--- START ---
Issue #3710, opened 2020-03-14
UnhandledPromiseRejectionWarning when importing a file with unknown (or no) extension


YSelfTool:
This happens in 1.8:

```
[ERROR] console - (node:27731) UnhandledPromiseRejectionWarning: TypeError [ERR_INVALID_CALLBACK]: Callback must be a function
   at makeCallback (fs.js:136:11)
   at Object.rename (fs.js:578:14)
   at doImport (/opt/etherpad-lite/src/node/handler/ImportHandler.js:104:16)
   at process._tickCallback (internal/process/next_tick.js:68:7)
```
--- END ---
■ **TASK**
Tell how many lines of the data above include the string "UnhandledPromiseRejectionWarning", with no other text in the answer.

■ **EXERCISE SOLUTION**
2